Eric Capella - Reservoir Capital
Okay. So, that was it. I just hadn’t seen it, so I was curious what it meant. Thanks.
Your next question comes from the line of [Walter Schenker] from Titan Capital. Please go ahead.
Walter Schenker - Titan Capital
I know in the past there’s been some discussion of where we thought we were on a road to commercialization of the products. Obviously, there were some changes in technology interest in the market, which caused the company to change direction a little bit. At what point now without making a formal forecast do we anticipate starting to have something that one could define as material sales of our products?
In terms of a development roadmap, I think you’re correct. We developed the PBT product, and then shifted the resources to the PB and PBB products, which we believe are having greater acceptance in the marketplace. We now have a beta version of that version of the product that was recently, as I said, installed in the lab of a major carrier. So we’re still looking at revenue in the second half of this year.
Walter Schenker - Titan Capital
I realize there’s such a breadth of clients, this is a hard answer, but you maybe can give in a range, a client is likely, a PBB client, the person who’s doing (inaudible) who I have no idea who it is, if they were to accept, the technology would likely generate annual revenue of $0.5 million, $100,000, $2 million, just some sense of magnitude of what a client means?
It would really be hard to put a number on any of that. I appreciate, obviously, your interest in trying to get that size, but it does range quite a bit. All of what you described in terms of the possibilities for any one of those opportunities running into customers.
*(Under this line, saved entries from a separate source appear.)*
PR #267, opened 2012-10-10
Fixed bug when fetching Jar dependencies.

dennybritz:
Instead of checking currentFiles check currentJars. Came across this when testing some Shark queries.


mateiz:
Good catch; I probably miscopied this when I moved this code around to fetch JARs before deserializing the task.

PR #268, opened 2012-10-11
Adding code for publishing to Sonatype.

pwendell:
By default - I'm leaving this commented out. This is because
there is a bug in the PGP signing plugin which causes it to active
even duing a publish-local. So we'll just uncomment when we decide
to publish.

### DIFF
--- a/project/SparkBuild.scala
+++ b/project/SparkBuild.scala
@@ -47,34 +47,34 @@ object SparkBuild extends Build {
     pomExtra := (
       <url>http://spark-project.org/</url>
       <licenses>
-	<license>
-	  <name>BSD License</name>
-	  <url>https://github.com/mesos/spark/blob/master/LICENSE</url>
-	  <distribution>repo</distribution>
-	</license>
+        <license>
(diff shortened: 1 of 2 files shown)


project/SparkBuild.scala
```diff
@@ -33,7 +35,51 @@ object SparkBuild extends Build {
...
+      "sonatype-staging" at "https://oss.sonatype.org/service/local/staging/deploy/maven2/"),
+
+    publishMavenStyle := true,
+
+    useGpg in Global := true,
+
+    pomExtra := (
+      <url>http://spark-project.org/</url>
+      <licenses>
+	<license>
```
mateiz: Are there tabs here? Looks weird.

pwendell: good catch - I fixed with a new commit.

mateiz:
Okay, thanks.

mateiz:
By the way, the same issue seems to affect publish-local on branch 0.5. I'll fix it there too.

PR #271, opened 2012-10-11
Change block manager to accept a ArrayBuffer 

shivaram:
Attempt to fix #269. Existing tests pass, but I haven't added a new test to make sure things are fixed. This is partly because I was not sure if I should extend CacheTrackerSuite or add something to the Block Manager test cases.

### DIFF
--- a/core/src/main/scala/spark/storage/BlockManager.scala
+++ b/core/src/main/scala/spark/storage/BlockManager.scala
@@ -237,7 +237,10 @@ class BlockManager(val master: BlockManagerMaster, val serializer: Serializer, m
             diskStore.getValues(blockId) match {
               case Some(iterator) =>
                 // Put the block back in memory before returning it
-                memoryStore.putValues(blockId, iterator, level, true).data match {
+                // TODO: Consider creating a putValues that also takes in a iterator ?
+                val elements = new ArrayBuffer[Any]
+                elements ++= iterator
+                memoryStore.putValues(blockId, elements, level, true).data match {
                   case Left(iterator2) =>
                     return Some(iterator2)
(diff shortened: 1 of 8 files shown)


core/src/main/scala/spark/storage/BlockManager.scala
```diff
@@ -529,11 +532,18 @@ class BlockManager(val master: BlockManagerMaster, val serializer: Serializer, m
     }
   }
 
+  def put(blockId: String, values: Iterator[Any], level: StorageLevel, tellMaster: Boolean)
```
mateiz, line 535: Why didn't you make tellMaster have a default value there? Did the compiler complain due to the other put?

shivaram, line 535: Yes - The compiler gives an error that multiple overloaded methods cannot have a default value.

mateiz:
This looks good to me. I would add a test in DistributedSuite actually, to just launch a cluster where the memory limit per worker is low (e.g. set spark.storage.memoryFraction = 0.01) and try caching and using some data on it.

core/src/main/scala/spark/storage/BlockManager.scala
mateiz, line 535: OK, makes sense. Just add the test as I mentioned and it should be good to go.

shivaram:
Added the test with the assumption that 512MB of memory times 0.0001 is around 50KB and the array should be larger than that.

mateiz:
Thanks. It's a good bet because we do set the JVMs to exactly 512 MB of memory. I might also add a test where half the data fits and half doesn't.

PR #273, opened 2012-10-13
Let the user specify environment variables to be passed to the Executors

dennybritz:


core/src/main/scala/spark/SparkContext.scala
```diff
@@ -92,6 +92,12 @@ class SparkContext(master: String, jobName: String, val sparkHome: String, jars:
   private[spark] val addedFiles = HashMap[String, Long]()
   private[spark] val addedJars = HashMap[String, Long]()
 
+  // Environment variables to pass to our executors
+  private[spark] val executorEnvs = HashMap[String, String]()
+  Seq("SPARK_MEM", "SPARK_CLASSPATH", "SPARK_LIBRARY_PATH", 
+    "SPARK_JAVA_OPTS", "SPARK_TESTING").foreach { key => executorEnvs.put(key, System.getenv(key)) }
```
mateiz, line 98: Only put each key if System.getenv(key) is not null

mateiz:
Hey Denny,

Are you sure this will work for the standalone and Mesos coarse-grain modes? In those cases, it the Scheduler will launch executors _before_ you get the chance to call putExecutorEnv on the SparkContext, so they won't see the new variables.

I suggest that, instead, you make SparkContext's constructor take an `env` map as a fifth argument (and add a separate 4-argument constructor). That will also make it clear that you can't add or change the env after you start a job.

Matei

mateiz:
By the way if you do this, change JavaSparkContext in the same way.

dennybritz:
Ah, you're right. I won't be back before tonight though so if you want to release today please feel free to make the changes yourself. If not I will change it tomorrow morning.

mateiz:
Alright, I'll merge it and fix this myself; thanks.

PR #276, opened 2012-10-14
Disable gpg by default.

rxin:


mateiz:
I've already done this separately, so closing the pull request, but thanks!.

PR #281, opened 2012-10-16
Added a method to report slave memory status; force serialize accumulator update in local mode.

rxin:


mateiz:
I've merged this, thanks. But actually thinking a bit more about it I would prefer if the map returned (amountInUse, totalAmount) pairs instead of (total, remaining) as a more sensible public API. Feel free to submit another request with that if you can also change Shark to take it into account.

PR #284, opened 2012-10-18
Structure SBT build file into modules.

ghost:
_Build Changes_

This does a bit of housekeeping for the SparkBuild SBT file.  It should be considered a first cut and not an ideal.  Please feel free to modify to taste.
- It is intended to be "neutral" in effect in the sense no build semantics were meant to be changed.
- No dependency versions were changed.
- It does publish-local a Spark build successfully on my machine.

_Breakage_
- The Maven stuff is certainly not working and I hope this is something that can be repaired quickly.  Sorry about that.

_Modifications_
- I added an additional file ShellPrompt.scala  This modifies the SBT prompt to show the prompt as 
  project:branch:project-version>
- As a result of that, I changed the root projects name from "root" to "spark" as seeing a console prompt starting with the word "root" gives me palpitations.
- I took the liberty of adding two additional scalac compiler settings -Xlint and -Xcheckinit.

Ray


ghost:
I added a comment about something I noted in the build file.
  /\* Workaround for issue #206 (fixed after SBT 0.11.0) */
  // Is this still applicable?  Remove? RPR
  watchTransitiveSources <<= Defaults.inDependencies[Task[Seq[File]]](watchSources.task,
                                                                              const %28std.TaskExtra.constant %28Nil%29%29, 
                                                                              aggregate = true, 
                                                                              includeRoot = true) apply { _.join.map (_.flatten) },

Since Spark is now on SBT 11.3 (maybe heading to 12.2) does anyone recall if this is still necessary?

mateiz:
Hey Ray,

That watchTransitiveSources part probably isn't needed. It's just in there from a while back.

Unfortunately I recently committed another change which affected the build file to do a conditional build based on Hadoop version (https://github.com/mesos/spark/pull/285). Do you want to integrate that here or would you prefer for me to do it?

Also, send these to the master branch instead of dev from now on, although they are currently identical.

Matei

mateiz:
Hi Ray,

I'm going to close this since we decided to switch to Maven. Hopefully the Maven build will be relatively sane. It's certainly better organized than the SBT file was.

Matei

(Operator Instructions). And seeing that there are no further questions, ladies and gentlemen, this conference will be available for replay after 10 am Eastern Time today through May 2. You may access the AT&T Teleconference replay system at any time by dialing 1-800-475-6701 and entering the access code 997574. Those numbers once again are 1-800-475-6701 with the access code 997574.
That does conclude your conference for today. Thank you for your participation and for using AT&T Executive Teleconference. You may now disconnect.